Candidate Feliciano didn’t say anything all that unreasonable because he didn’t say much of anything, except that he was a “strategy and change consultant,” whatever that may be, and that he knows “where the money is hidden in the budget.”
Emily Peyton often seemed confused. She kept losing track of her thought, and when she found it, she didn’t always make sense. At one point she complained that Vermont did not have complete control of “our monetary system (because) the Federal Reserve dictates to us.”
Actually, Vermont doesn’t have a monetary system.

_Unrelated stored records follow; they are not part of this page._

PR #377, opened 2019-05-23
Only install requirements from PyPI when explicitly set

jhesketh:
Requirements should come from packages unless in developer mode or the user has explicitly set SOCOK8S_USE_VIRTUALENV.

### DIFF
--- a/script_library/pre-flight-checks.sh
+++ b/script_library/pre-flight-checks.sh
@@ -36,18 +36,38 @@ check_openstack_environment_is_ready_for_deploy (){
     openstack keypair list | grep ${KEYNAME} > /dev/null || (echo "keyname not found. export KEYNAME=" && exit 2)
 }
 
+check_python_requirement (){
+    if ! python -c "import ${1}" > /dev/null 2>&1; then
+        echo "Missing python requirement ${1}."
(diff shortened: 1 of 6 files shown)


script_library/pre-flight-checks.sh
```diff
@@ -36,18 +36,38 @@ check_openstack_environment_is_ready_for_deploy (){
...
+
 check_ansible_requirements (){
+    if [[ "${SOCOK8S_USE_VIRTUALENV:-False}" == "True" ]]; then
+        install_ansible
+    fi
     # Ansible is required
-    which ansible-playbook > /dev/null || install_ansible
+    if ! which ansible-playbook > /dev/null 2>&1; then
+        echo "Ansible is not installed"
+        echo "OR set SOCOK8S_USE_VIRTUALENV=True to install ansible and other requirements"
```
jsuchome: Does not this miss first part of the sentence? ("Ansible is not installed" does not look like something that should be followed by OR)

jhesketh: Fixed.

evrardjp:
Not tested but the code looks okay.

jsuchome:
Replaced by https://github.com/SUSE-Cloud/socok8s/pull/378

PR #378, opened 2019-05-23
Only install requirements from PyPI when explicitly set

Itxaka:
Requirements should come from packages unless in developer mode or the user has explicitly set SOCOK8S_USE_VIRTUALENV.

This is @jhesketh PR https://github.com/SUSE-Cloud/socok8s/pull/377/ + a small fix for the ara.rc location as `${socok8s_workspace}` is not defined at that point

### DIFF
--- a/script_library/run-ansible.sh
+++ b/script_library/run-ansible.sh
@@ -27,7 +27,7 @@ function run_ansible(){
 
     if [[ ${USE_ARA:-False} == "True" ]]; then
         echo "Loading ARA"
-        source ${socok8s_workspace}/.ansiblevenv/ara.rc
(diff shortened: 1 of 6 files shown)


Itxaka:
btw, tested and working

script_library/run-ansible.sh
```diff
@@ -27,7 +27,7 @@ function run_ansible(){
 
     if [[ ${USE_ARA:-False} == "True" ]]; then
         echo "Loading ARA"
-        source ${socok8s_workspace}/.ansiblevenv/ara.rc
+        source ${socok8s_workspace}/ara.rc
```
evrardjp: Is this consistent with the thing above?

PR #379, opened 2019-05-23
Debug deployment parameter

jesusaurus:


Jenkinsfile.integration
```diff
@@ -33,6 +37,7 @@ pipeline {
         stage('Show environment information') {
             steps {
                 sh 'printenv'
+                echo "Deployment parameter: ${params.deployment}"
```
toabctl: not really needed. The used parameters are visible eg here:  https://ci.suse.de/job/cloud-socok8s-jobs/job/socok8s-integration/job/PR-379/5/parameters/

Not sure if the parameter list is also visible in the "Blue ocean" jenkins UI.

jesusaurus: Thanks, I was struggling to find that link clicking through the various jenkins UIs (I don't know why I struggle so much with jenkins, but I find its UI worse than most)

PR #390, opened 2019-05-27
jenkins: retry SES step

Itxaka:
Seems that sometimes we are hitting an issue when deploying ses which
is fixed by retrying.

As the ses deployment is done by the ses team playbooks and we dont
have any control over those, we cannot directly try to indroduce the
retry on the playbook tasks. Instead we can just retry the jenkins
step, which should be idempotent, to check if its fixed.

### DIFF
--- a/Jenkinsfile.integration
+++ b/Jenkinsfile.integration
@@ -50,7 +50,9 @@ pipeline {
                 }
                 stage('Setup SES') {
                     steps {
-                        sh "./run.sh deploy_ses"
+                        retry(3) {
+                            sh "./run.sh deploy_ses"
+                        }
                     }
                 }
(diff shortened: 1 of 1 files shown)


jsuchome:
I don't think this is the right approach. We already know which step usually fails ("Run stage 0 - prepare") so retrying that one would be much better then retrying whole `deploy_ses` step.

Even better would be to find out a correct fix instead of retrying....

jsuchome:
An alternative, I believe slightly better although not perfect https://github.com/SUSE-Cloud/automation/pull/3453

Itxaka:
https://github.com/SUSE-Cloud/automation/pull/3453 seems like a nicer approach!

PR #395, opened 2019-05-28
Specify a patchset revision for dev-patcher (SOC-9234)

jsuchome:
To make sure product deployment does not change if a patch is adapted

It’s part of the United States, where, as she noted, the Federal Reserve is in charge of (or perhaps “dictates”) the monetary system, a situation which will not change as long as Vermont remains part of the United States, a state of affairs Peyton does not propose to change.
Steele, of course, does. He started off calling the U.S. “the most corrupt, most destructive empire of all time,” at least raising the possibility that he has never heard of Caligula, Hitler, Stalin, or Mao. Challenging American foreign policy is understandable – perhaps useful – even in the context of a campaign for governor. Demonizing the United States as history’s greatest villain is bad politics, and worse history. Possibly bold, but unmistakably ignorant.
The News Guy is treading gently here because he recently enraged the secessionists and is not interested in prolonging the conflict. They became angry when, on Vermont Public Television’s Vermont This Week last month, he noted that the secessionist hierarchy (though not, he made clear, Steele or the movement’s other candidates this year) was infected by the “tinge of racism.”
Inspiring Vermont Commons, the movement’s (apparently illiterate) journal, to proclaim that the News Guy “falsely accuse(d) ten secessionists candidates of racism.”
And every other pro-secessionist Vermonter, too, although the spoken remarks had specifically referred only to some of the movement’s leaders.
How can we be racist, Vermont Commons said, when the slate of secessionist candidates includes an Abenaki (Steele), an African-American, an Italian-American, and a Jew?
Here’s how. By being part of an organization whose leaders regularly consort with the neo-segregationist League of the South, which wants to reestablish “the cultural dominance of the Anglo-Celtic people and their institutions.” By having a leader (Thomas Naylor) who is closely allied with League of the South member and Emory University philosopher Donald Livingston, who believes that “the North created segregation” and that Southerners fought during the Civil War “because they were invaded.”
(For documentation, see this 2008 report from the Southern Poverty Law Center)
At any rate, no one has suggested that Dennis Steele is any kind of a bigot. Except perhaps Dennis Steele, who said at the debate that U.S. foreign policy is “orchestrated from Tel Aviv.” and has earlier said that the federal government is “owned, operated, and controlled by Wall Street, Corporate America, and the Israeli Lobby.”
Now, the suggestion that the policies of the White House and the State Department are “orchestrated from Tel Aviv,” can be dismissed as nothing but rampant ignorance. As to the “Israeli lobby,” well, there is no such monolithic entity, but there are pro-Israel organizations that do exert powerful influence in Washington. Criticizing this influence as often not in the best interests of the United States is quite reasonable. It is even quite common.
But singling out this lobby as uniquely more influential than, say, the gun lobby, or Big Pharma, or the health insurance lobby is…well, maybe it’s just more rampant ignorance.
But one has to wonder.
Democrats and Republicans may be too limited and too restrained. But there’s something to be said for restraint and limits.